● **WORK REQUEST**: Across the listing below, how many lines contain the string "leave"? Only the number is needed.
◆ ◆ ◆
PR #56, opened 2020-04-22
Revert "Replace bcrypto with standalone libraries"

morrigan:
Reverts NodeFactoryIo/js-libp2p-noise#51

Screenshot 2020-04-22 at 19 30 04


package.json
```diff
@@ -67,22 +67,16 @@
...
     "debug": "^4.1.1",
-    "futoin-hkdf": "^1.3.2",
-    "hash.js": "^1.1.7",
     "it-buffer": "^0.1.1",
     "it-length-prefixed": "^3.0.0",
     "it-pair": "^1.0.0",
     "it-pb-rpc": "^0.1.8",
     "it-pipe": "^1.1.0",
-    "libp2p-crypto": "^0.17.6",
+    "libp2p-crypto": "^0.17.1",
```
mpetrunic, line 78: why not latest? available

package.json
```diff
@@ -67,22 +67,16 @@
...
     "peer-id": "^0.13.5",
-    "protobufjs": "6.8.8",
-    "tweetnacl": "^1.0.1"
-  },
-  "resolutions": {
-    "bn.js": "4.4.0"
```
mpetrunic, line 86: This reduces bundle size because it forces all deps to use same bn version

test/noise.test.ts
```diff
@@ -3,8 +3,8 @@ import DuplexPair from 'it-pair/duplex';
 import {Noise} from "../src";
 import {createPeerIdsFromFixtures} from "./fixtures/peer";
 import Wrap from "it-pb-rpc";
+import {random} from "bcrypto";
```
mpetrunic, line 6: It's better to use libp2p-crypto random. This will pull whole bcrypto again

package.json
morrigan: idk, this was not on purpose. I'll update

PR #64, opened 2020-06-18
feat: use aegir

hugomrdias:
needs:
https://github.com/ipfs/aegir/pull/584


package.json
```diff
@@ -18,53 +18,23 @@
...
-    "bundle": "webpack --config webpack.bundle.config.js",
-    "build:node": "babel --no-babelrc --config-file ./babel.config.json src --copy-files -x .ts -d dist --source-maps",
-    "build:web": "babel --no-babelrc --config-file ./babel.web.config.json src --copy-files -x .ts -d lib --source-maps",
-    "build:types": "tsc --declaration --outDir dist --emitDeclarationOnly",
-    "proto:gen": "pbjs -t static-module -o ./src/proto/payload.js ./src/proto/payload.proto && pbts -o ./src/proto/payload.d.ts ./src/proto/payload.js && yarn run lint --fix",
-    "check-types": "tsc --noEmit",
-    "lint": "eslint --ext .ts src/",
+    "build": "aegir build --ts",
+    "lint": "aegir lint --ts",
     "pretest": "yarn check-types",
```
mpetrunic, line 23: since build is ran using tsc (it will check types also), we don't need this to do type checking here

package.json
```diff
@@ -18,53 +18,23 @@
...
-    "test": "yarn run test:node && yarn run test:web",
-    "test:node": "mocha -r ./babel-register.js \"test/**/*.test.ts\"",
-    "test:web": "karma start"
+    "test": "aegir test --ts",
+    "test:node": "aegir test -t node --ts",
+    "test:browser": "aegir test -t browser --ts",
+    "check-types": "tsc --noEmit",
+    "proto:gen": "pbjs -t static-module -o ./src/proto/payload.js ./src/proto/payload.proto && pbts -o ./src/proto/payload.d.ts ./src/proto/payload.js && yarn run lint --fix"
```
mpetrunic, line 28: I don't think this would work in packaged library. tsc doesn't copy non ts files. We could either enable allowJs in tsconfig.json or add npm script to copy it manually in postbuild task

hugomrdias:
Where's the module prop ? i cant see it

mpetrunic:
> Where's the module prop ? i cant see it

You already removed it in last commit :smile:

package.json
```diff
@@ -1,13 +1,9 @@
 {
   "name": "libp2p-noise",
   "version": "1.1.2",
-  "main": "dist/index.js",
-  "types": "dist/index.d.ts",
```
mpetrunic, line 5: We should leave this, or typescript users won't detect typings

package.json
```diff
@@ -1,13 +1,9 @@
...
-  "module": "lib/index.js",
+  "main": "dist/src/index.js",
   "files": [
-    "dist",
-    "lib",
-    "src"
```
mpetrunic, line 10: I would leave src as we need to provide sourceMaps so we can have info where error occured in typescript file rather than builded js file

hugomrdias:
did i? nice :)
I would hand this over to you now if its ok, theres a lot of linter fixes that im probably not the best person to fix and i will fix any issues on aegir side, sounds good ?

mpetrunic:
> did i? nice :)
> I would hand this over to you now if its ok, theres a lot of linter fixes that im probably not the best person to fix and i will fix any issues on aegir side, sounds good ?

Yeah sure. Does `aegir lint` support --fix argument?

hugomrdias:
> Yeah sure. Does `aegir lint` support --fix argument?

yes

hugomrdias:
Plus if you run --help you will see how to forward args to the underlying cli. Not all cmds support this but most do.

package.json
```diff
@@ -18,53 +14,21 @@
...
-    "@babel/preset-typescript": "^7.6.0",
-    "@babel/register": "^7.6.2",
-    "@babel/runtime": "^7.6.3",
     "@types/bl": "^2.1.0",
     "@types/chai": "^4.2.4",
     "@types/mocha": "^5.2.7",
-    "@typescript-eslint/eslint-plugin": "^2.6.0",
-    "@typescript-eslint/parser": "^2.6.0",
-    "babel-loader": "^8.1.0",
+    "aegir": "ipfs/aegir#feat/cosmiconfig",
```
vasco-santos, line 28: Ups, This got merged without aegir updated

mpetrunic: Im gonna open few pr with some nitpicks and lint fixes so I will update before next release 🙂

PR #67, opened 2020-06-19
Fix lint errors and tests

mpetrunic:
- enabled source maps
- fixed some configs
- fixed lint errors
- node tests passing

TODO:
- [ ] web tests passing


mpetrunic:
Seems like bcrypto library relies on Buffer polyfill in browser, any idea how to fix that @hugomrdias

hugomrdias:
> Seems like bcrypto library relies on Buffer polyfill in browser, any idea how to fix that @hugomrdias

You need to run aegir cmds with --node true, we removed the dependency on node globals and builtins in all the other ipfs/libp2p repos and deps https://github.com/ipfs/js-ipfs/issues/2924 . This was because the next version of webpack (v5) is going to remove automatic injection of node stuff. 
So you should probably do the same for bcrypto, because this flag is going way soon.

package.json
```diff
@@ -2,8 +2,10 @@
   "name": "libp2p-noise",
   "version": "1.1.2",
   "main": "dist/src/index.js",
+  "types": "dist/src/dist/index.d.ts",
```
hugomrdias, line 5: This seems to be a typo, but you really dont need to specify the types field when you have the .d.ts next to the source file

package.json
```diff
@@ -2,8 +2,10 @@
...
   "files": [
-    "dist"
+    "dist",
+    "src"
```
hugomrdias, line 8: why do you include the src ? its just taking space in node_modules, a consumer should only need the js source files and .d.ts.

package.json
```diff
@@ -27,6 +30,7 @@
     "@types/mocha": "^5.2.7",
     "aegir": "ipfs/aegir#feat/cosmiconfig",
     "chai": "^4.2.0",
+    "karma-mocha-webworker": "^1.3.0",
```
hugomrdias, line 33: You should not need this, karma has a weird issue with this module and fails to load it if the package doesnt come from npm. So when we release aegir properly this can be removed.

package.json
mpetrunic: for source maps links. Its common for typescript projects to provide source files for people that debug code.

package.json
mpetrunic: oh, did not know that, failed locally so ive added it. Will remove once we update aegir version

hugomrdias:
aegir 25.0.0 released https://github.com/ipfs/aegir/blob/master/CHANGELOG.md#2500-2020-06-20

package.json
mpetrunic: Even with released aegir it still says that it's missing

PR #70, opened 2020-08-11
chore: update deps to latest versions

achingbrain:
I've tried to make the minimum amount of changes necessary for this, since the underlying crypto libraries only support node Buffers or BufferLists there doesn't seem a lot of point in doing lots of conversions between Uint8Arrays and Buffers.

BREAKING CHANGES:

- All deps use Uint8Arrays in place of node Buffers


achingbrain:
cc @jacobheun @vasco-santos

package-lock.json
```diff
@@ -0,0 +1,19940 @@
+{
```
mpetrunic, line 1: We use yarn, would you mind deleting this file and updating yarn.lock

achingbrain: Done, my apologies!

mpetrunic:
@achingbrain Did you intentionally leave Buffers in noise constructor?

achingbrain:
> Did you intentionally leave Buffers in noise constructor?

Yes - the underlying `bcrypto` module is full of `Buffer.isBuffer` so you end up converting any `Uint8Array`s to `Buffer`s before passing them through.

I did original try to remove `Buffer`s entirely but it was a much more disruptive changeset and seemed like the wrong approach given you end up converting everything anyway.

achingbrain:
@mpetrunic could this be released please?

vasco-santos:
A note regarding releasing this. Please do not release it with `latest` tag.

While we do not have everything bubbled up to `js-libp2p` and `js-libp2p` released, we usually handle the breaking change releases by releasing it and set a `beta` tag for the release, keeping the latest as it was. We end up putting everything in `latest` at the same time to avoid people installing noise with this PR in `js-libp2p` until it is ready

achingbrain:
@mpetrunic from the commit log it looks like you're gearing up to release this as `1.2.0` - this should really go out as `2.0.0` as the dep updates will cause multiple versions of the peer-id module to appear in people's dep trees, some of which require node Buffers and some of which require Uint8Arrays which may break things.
◆ ◆ ◆
● **WRITTEN SOLUTION**: 4